*** Opening of RAW DATA ***

PR #271, opened 2023-03-01
Fix behavior of iterate on indices <= 0

cjprybol:
## Types of changes

* [ ] :sparkles: New feature (A non-breaking change which adds functionality).
* [x] :bug: Bug fix (A non-breaking change, which fixes an issue).

This is how iterate behaves on strings
```julia
julia> x = "ATCG"
"ATCG"

julia> iterate(x)
('A', 2)

julia> iterate(x, -1)

julia> iterate(x, 0)

julia> iterate(x, 1)
('A', 2)

julia> iterate(x, 2)
('T', 3)

julia> iterate(x, 4)
('G', 5)

julia> iterate(x, 5)
```

iterate currently behaves as expected when indexing >= length(seq), but will crash when using any index less than or equal to the initial position (1)
```julia
julia> x = BioSequences.randdnaseq(3)
3nt DNA Sequence:
TGG

julia> iterate(x, 4)

julia> iterate(x, 0)

signal (11): Segmentation fault
in expression starting at REPL[5]:1
>> at ./int.jl:456 [inlined]
extract_encoded_element at /home/jovyan/workspace/BioSequences.jl/src/bit-manipulation/bitindex.jl:74 [inlined]
extract_encoded_element at /home/jovyan/workspace/BioSequences.jl/src/longsequences/indexing.jl:18 [inlined]
getindex at /home/jovyan/workspace/BioSequences.jl/src/biosequence/indexing.jl:39 [inlined]
iterate at /home/jovyan/workspace/BioSequences.jl/src/biosequence/indexing.jl:11
unknown function (ip: 0x7f5e879a9631)
```

- [ ] :art: The changes implemented is consistent with the [julia style guide](https://docs.julialang.org/en/v1/manual/style-guide/).
- [ ] :blue_book: I have updated and added relevant docstrings, in a manner consistent with the [documentation styleguide](https://docs.julialang.org/en/v1/manual/documentation/).

## Notes

Found this while trying to fix https://github.com/BioJulia/Kmers.jl/issues/33 - I think I've got that issue fixed, but this (unrelated issue) was the next failing test that I hit in the Kmers.jl tests

### DIFF
--- a/src/biosequence/indexing.jl
+++ b/src/biosequence/indexing.jl
@@ -8,7 +8,7 @@
 ### License is MIT: https://github.com/BioJulia/BioSequences.jl/blob/master/LICENSE.md
 
 @inline function Base.iterate(seq::BioSequence, i::Int = firstindex(seq))
-    i > lastindex(seq) ? nothing : @inbounds seq[i], i + 1
+    (i <= 0) || (i > lastindex(seq)) ? nothing : @inbounds seq[i], i + 1
 end
 
 ## Bounds checking
--- a/src/biosequence/indexing.jl
+++ b/src/biosequence/indexing.jl
@@ -8,7 +8,7 @@
 ### License is MIT: https://github.com/BioJulia/BioSequences.jl/blob/master/LICENSE.md
 
 @inline function Base.iterate(seq::BioSequence, i::Int = firstindex(seq))
-    (i % UInt) - 1 < lastindex(seq) ? (@inbounds seq[i], i + 1) : nothing
+    (i % UInt) - 1 < (lastindex(seq) % UInt) ? (@inbounds seq[i], i + 1) : nothing
 end
 
 ## Bounds checking
--- a/src/biosequence/indexing.jl
+++ b/src/biosequence/indexing.jl
@@ -8,7 +8,7 @@
 ### License is MIT: https://github.com/BioJulia/BioSequences.jl/blob/master/LICENSE.md
 
 @inline function Base.iterate(seq::BioSequence, i::Int = firstindex(seq))
-    (i <= 0) || (i > lastindex(seq)) ? nothing : @inbounds seq[i], i + 1
+    (i % UInt) - 1 < lastindex(seq) ? (@inbounds seq[i], i + 1) : nothing
 end
 
 ## Bounds checking
--- a/test/longsequences/iteration.jl
+++ b/test/longsequences/iteration.jl
@@ -10,4 +10,13 @@
     aa_seq = aa"ARNPS"
     aa_vec = [AA_A, AA_R, AA_N, AA_P, AA_S]
     @test all([aa == aa_vec[i] for (i, aa) in enumerate(aa_seq)])
+    
+    @test iterate(dna_seq) == iterate(dna_seq, 1) == (DNA_A, 2)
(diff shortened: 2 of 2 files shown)


jakobnissen:
I'm not crazy about this change TBH. The reason is that the second argument to iterate (the state) is generally regarded as an internal object. Using iterate with your own state is, in general in Julia, undefined behaviour. For example:
```julia
julia> s = Set([1,2])
Set{Int64} with 2 elements:
  2
  1

julia> iterate(s, -10000000)
(1392277128300, -9999998)
```
So there is really no issue here to fix. And adding one more branch in a function as low-level as iterate does have some performance implications.

You _could_ change the iteration to have a similar implementation as that of `Array`, where it reinterprets to `UInt`, then exploits the fact that negative unsigned overflow in order to skip the extra check.

cjprybol:
Thanks for the feedback!

I was thinking of BioSequences being most similar to strings and/or arrays, and so those were the 2 types that I tried to mimic the behavior of
```julia
# strings are in the initial post above, arrays here
julia> x = [1]
1-element Vector{Int64}:
 1

julia> iterate(x, 0)

julia> iterate(x, 1)
(1, 2)

julia> iterate(x, 2)

```

I didn't try any other collections, but I see your point though that there isn't a universal standard for how to handle the scenario of iterating at state <= 0, and returning undefined behavior is just as valid as handling the bounds checking.

I like the idea of mimicking the reference implementation in Base as you mentioned:
```julia
julia> @enter iterate(x, 0)
[ Info: tracking Base
In iterate(A, i) at array.jl:781
>781  iterate(A::Array, i=1) = (@_inline_meta; (i % UInt) - 1 < length(A) ? (@inbounds A[i], i + 1) : nothing)
``` 

But just to confirm, when you say
> So there is really no issue here to fix.

Do you agree that we should fix the segfault crash?

If so, it sounds like you want to make sure the updates preserve performance rather than comply 100% with the behavior of arrays and strings. In which case trying the implementations in base, which have likely been optimized and benchmarked, is the best place to start

jakobnissen:
What I mean is that supplying your own state to iterate is undefined behaviour so it doesn't matter if it segfaults. However, since the implementation of iterate for Array manages to be safe with zero cost, we might as well use that, since there is no downside

src/biosequence/indexing.jl
```diff
@@ -8,7 +8,7 @@
 ### License is MIT: https://github.com/BioJulia/BioSequences.jl/blob/master/LICENSE.md
 
 @inline function Base.iterate(seq::BioSequence, i::Int = firstindex(seq))
-    i > lastindex(seq) ? nothing : @inbounds seq[i], i + 1
+    (i % UInt) - 1 < lastindex(seq) ? (@inbounds seq[i], i + 1) : nothing
```
jakobnissen, line 11:
```suggestion
    (i % UInt) - 1 < (lastindex(seq) % UInt) ? (@inbounds seq[i], i + 1) : nothing
```

jakobnissen: The UInt/Int comparison adds an extra branch. Don't know how arrays avoids this, but we can elide it like this

jakobnissen:
Thanks for your contribution!

PR #287, opened 2023-09-26
Remove downstream BioMakie CI

jakobnissen:
This has been consistently broken ever since it was introduced. Also, the tests take like 20 minutes before they fail, single-handedly multiplying BioSequences CI time by like 4.


kescobo:
Cc @kool7d

PR #293, opened 2023-10-16
Bump Julia compat to 1.6

jakobnissen:
We actually didn't support Julia 1.5, and didn't test on it, so it was a mistake to have claimed to have supported earlier versions.


jakobnissen:
I was wrong - it DOES run on Julia 1.5. See #294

*** Close of RAW DATA ***

**TASK DESCRIPTION**. Restate the whole of the data exactly.

**REPLY TO THE EXERCISE**.
PR #271, opened 2023-03-01
Fix behavior of iterate on indices <= 0

cjprybol:
## Types of changes

* [ ] :sparkles: New feature (A non-breaking change which adds functionality).
* [x] :bug: Bug fix (A non-breaking change, which fixes an issue).

This is how iterate behaves on strings
```julia
julia> x = "ATCG"
"ATCG"

julia> iterate(x)
('A', 2)

julia> iterate(x, -1)

julia> iterate(x, 0)

julia> iterate(x, 1)
('A', 2)

julia> iterate(x, 2)
('T', 3)

julia> iterate(x, 4)
('G', 5)

julia> iterate(x, 5)
```

iterate currently behaves as expected when indexing >= length(seq), but will crash when using any index less than or equal to the initial position (1)
```julia
julia> x = BioSequences.randdnaseq(3)
3nt DNA Sequence:
TGG

julia> iterate(x, 4)

julia> iterate(x, 0)

signal (11): Segmentation fault
in expression starting at REPL[5]:1
>> at ./int.jl:456 [inlined]
extract_encoded_element at /home/jovyan/workspace/BioSequences.jl/src/bit-manipulation/bitindex.jl:74 [inlined]
extract_encoded_element at /home/jovyan/workspace/BioSequences.jl/src/longsequences/indexing.jl:18 [inlined]
getindex at /home/jovyan/workspace/BioSequences.jl/src/biosequence/indexing.jl:39 [inlined]
iterate at /home/jovyan/workspace/BioSequences.jl/src/biosequence/indexing.jl:11
unknown function (ip: 0x7f5e879a9631)
```

- [ ] :art: The changes implemented is consistent with the [julia style guide](https://docs.julialang.org/en/v1/manual/style-guide/).
- [ ] :blue_book: I have updated and added relevant docstrings, in a manner consistent with the [documentation styleguide](https://docs.julialang.org/en/v1/manual/documentation/).

## Notes

Found this while trying to fix https://github.com/BioJulia/Kmers.jl/issues/33 - I think I've got that issue fixed, but this (unrelated issue) was the next failing test that I hit in the Kmers.jl tests

### DIFF
--- a/src/biosequence/indexing.jl
+++ b/src/biosequence/indexing.jl
@@ -8,7 +8,7 @@
 ### License is MIT: https://github.com/BioJulia/BioSequences.jl/blob/master/LICENSE.md
 
 @inline function Base.iterate(seq::BioSequence, i::Int = firstindex(seq))
-    i > lastindex(seq) ? nothing : @inbounds seq[i], i + 1
+    (i <= 0) || (i > lastindex(seq)) ? nothing : @inbounds seq[i], i + 1
 end
 
 ## Bounds checking
--- a/src/biosequence/indexing.jl
+++ b/src/biosequence/indexing.jl
@@ -8,7 +8,7 @@
 ### License is MIT: https://github.com/BioJulia/BioSequences.jl/blob/master/LICENSE.md
 
 @inline function Base.iterate(seq::BioSequence, i::Int = firstindex(seq))
-    (i % UInt) - 1 < lastindex(seq) ? (@inbounds seq[i], i + 1) : nothing
+    (i % UInt) - 1 < (lastindex(seq) % UInt) ? (@inbounds seq[i], i + 1) : nothing
 end
 
 ## Bounds checking
--- a/src/biosequence/indexing.jl
+++ b/src/biosequence/indexing.jl
@@ -8,7 +8,7 @@
 ### License is MIT: https://github.com/BioJulia/BioSequences.jl/blob/master/LICENSE.md
 
 @inline function Base.iterate(seq::BioSequence, i::Int = firstindex(seq))
-    (i <= 0) || (i > lastindex(seq)) ? nothing : @inbounds seq[i], i + 1
+    (i % UInt) - 1 < lastindex(seq) ? (@inbounds seq[i], i + 1) : nothing
 end
 
 ## Bounds checking
--- a/test/longsequences/iteration.jl
+++ b/test/longsequences/iteration.jl
@@ -10,4 +10,13 @@
     aa_seq = aa"ARNPS"
     aa_vec = [AA_A, AA_R, AA_N, AA_P, AA_S]
     @test all([aa == aa_vec[i] for (i, aa) in enumerate(aa_seq)])
+    
+    @test iterate(dna_seq) == iterate(dna_seq, 1) == (DNA_A, 2)
(diff shortened: 2 of 2 files shown)


jakobnissen:
I'm not crazy about this change TBH. The reason is that the second argument to iterate (the state) is generally regarded as an internal object. Using iterate with your own state is, in general in Julia, undefined behaviour. For example:
```julia
julia> s = Set([1,2])
Set{Int64} with 2 elements:
  2
  1

julia> iterate(s, -10000000)
(1392277128300, -9999998)
```
So there is really no issue here to fix. And adding one more branch in a function as low-level as iterate does have some performance implications.

You _could_ change the iteration to have a similar implementation as that of `Array`, where it reinterprets to `UInt`, then exploits the fact that negative unsigned overflow in order to skip the extra check.

cjprybol:
Thanks for the feedback!

I was thinking of BioSequences being most similar to strings and/or arrays, and so those were the 2 types that I tried to mimic the behavior of
```julia
# strings are in the initial post above, arrays here
julia> x = [1]
1-element Vector{Int64}:
 1

julia> iterate(x, 0)

julia> iterate(x, 1)
(1, 2)

julia> iterate(x, 2)

```

I didn't try any other collections, but I see your point though that there isn't a universal standard for how to handle the scenario of iterating at state <= 0, and returning undefined behavior is just as valid as handling the bounds checking.

I like the idea of mimicking the reference implementation in Base as you mentioned:
```julia
julia> @enter iterate(x, 0)
[ Info: tracking Base
In iterate(A, i) at array.jl:781
>781  iterate(A::Array, i=1) = (@_inline_meta; (i % UInt) - 1 < length(A) ? (@inbounds A[i], i + 1) : nothing)
``` 

But just to confirm, when you say
> So there is really no issue here to fix.

Do you agree that we should fix the segfault crash?

If so, it sounds like you want to make sure the updates preserve performance rather than comply 100% with the behavior of arrays and strings. In which case trying the implementations in base, which have likely been optimized and benchmarked, is the best place to start

jakobnissen:
What I mean is that supplying your own state to iterate is undefined behaviour so it doesn't matter if it segfaults. However, since the implementation of iterate for Array manages to be safe with zero cost, we might as well use that, since there is no downside

src/biosequence/indexing.jl
```diff
@@ -8,7 +8,7 @@
 ### License is MIT: https://github.com/BioJulia/BioSequences.jl/blob/master/LICENSE.md
 
 @inline function Base.iterate(seq::BioSequence, i::Int = firstindex(seq))
-    i > lastindex(seq) ? nothing : @inbounds seq[i], i + 1
+    (i % UInt) - 1 < lastindex(seq) ? (@inbounds seq[i], i + 1) : nothing
```
jakobnissen, line 11:
```suggestion
    (i % UInt) - 1 < (lastindex(seq) % UInt) ? (@inbounds seq[i], i + 1) : nothing
```

jakobnissen: The UInt/Int comparison adds an extra branch. Don't know how arrays avoids this, but we can elide it like this

jakobnissen:
Thanks for your contribution!

PR #287, opened 2023-09-26
Remove downstream BioMakie CI

jakobnissen:
This has been consistently broken ever since it was introduced. Also, the tests take like 20 minutes before they fail, single-handedly multiplying BioSequences CI time by like 4.


kescobo:
Cc @kool7d

PR #293, opened 2023-10-16
Bump Julia compat to 1.6

jakobnissen:
We actually didn't support Julia 1.5, and didn't test on it, so it was a mistake to have claimed to have supported earlier versions.


jakobnissen:
I was wrong - it DOES run on Julia 1.5. See #294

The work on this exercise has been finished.